- _WORK INSTRUCTION_: Take the lines from the beginning of the data below through the line holding "- Refactors tests" and return exactly those.

TASK INPUT Block Start

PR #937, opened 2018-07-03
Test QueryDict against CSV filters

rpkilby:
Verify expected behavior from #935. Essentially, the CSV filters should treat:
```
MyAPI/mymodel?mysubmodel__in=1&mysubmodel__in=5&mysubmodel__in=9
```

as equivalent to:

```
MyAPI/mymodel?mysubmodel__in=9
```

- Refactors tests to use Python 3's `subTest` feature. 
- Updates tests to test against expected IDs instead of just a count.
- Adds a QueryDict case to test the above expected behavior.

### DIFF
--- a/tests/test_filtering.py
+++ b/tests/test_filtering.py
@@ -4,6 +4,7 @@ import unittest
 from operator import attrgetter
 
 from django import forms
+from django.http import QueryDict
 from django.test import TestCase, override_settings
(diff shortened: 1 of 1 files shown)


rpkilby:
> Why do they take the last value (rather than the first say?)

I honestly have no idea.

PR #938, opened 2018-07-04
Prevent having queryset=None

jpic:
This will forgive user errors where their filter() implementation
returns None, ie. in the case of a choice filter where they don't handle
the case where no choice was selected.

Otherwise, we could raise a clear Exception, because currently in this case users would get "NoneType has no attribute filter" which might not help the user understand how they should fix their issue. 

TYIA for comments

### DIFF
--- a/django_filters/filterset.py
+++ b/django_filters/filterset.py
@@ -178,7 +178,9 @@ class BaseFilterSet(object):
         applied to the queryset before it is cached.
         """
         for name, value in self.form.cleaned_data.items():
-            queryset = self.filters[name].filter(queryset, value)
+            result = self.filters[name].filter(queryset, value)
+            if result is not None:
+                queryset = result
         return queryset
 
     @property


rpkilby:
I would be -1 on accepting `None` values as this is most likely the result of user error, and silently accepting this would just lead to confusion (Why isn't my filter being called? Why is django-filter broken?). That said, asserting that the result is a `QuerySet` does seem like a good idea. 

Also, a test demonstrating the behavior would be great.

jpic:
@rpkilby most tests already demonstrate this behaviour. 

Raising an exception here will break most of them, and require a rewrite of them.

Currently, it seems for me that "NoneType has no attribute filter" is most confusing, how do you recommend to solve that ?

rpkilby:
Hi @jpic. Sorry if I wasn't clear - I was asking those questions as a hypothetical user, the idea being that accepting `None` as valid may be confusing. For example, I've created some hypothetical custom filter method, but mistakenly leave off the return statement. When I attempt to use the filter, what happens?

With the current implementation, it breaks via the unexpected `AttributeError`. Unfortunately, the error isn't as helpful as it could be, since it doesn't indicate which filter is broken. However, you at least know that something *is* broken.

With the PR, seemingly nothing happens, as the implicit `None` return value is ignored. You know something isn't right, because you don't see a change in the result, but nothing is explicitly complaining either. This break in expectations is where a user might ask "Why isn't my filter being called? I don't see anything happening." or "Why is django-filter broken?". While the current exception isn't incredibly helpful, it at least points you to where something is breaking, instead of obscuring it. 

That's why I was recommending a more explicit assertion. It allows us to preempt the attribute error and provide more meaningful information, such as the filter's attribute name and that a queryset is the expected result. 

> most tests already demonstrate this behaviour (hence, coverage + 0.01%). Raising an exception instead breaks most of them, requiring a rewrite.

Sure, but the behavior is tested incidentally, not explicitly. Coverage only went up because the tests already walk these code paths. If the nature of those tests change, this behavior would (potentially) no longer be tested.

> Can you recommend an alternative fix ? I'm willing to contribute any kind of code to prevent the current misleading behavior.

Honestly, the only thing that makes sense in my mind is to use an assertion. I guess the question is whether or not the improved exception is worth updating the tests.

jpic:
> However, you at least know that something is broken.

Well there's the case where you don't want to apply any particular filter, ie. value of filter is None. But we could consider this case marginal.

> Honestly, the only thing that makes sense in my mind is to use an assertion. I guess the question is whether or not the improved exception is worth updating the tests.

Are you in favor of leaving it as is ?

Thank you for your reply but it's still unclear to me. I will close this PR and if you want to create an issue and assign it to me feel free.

TASK INPUT Block End

- _ANSWER SPACE_:
PR #937, opened 2018-07-03
Test QueryDict against CSV filters

rpkilby:
Verify expected behavior from #935. Essentially, the CSV filters should treat:
```
MyAPI/mymodel?mysubmodel__in=1&mysubmodel__in=5&mysubmodel__in=9
```

as equivalent to:

```
MyAPI/mymodel?mysubmodel__in=9
```

- Refactors tests to use Python 3's `subTest` feature. 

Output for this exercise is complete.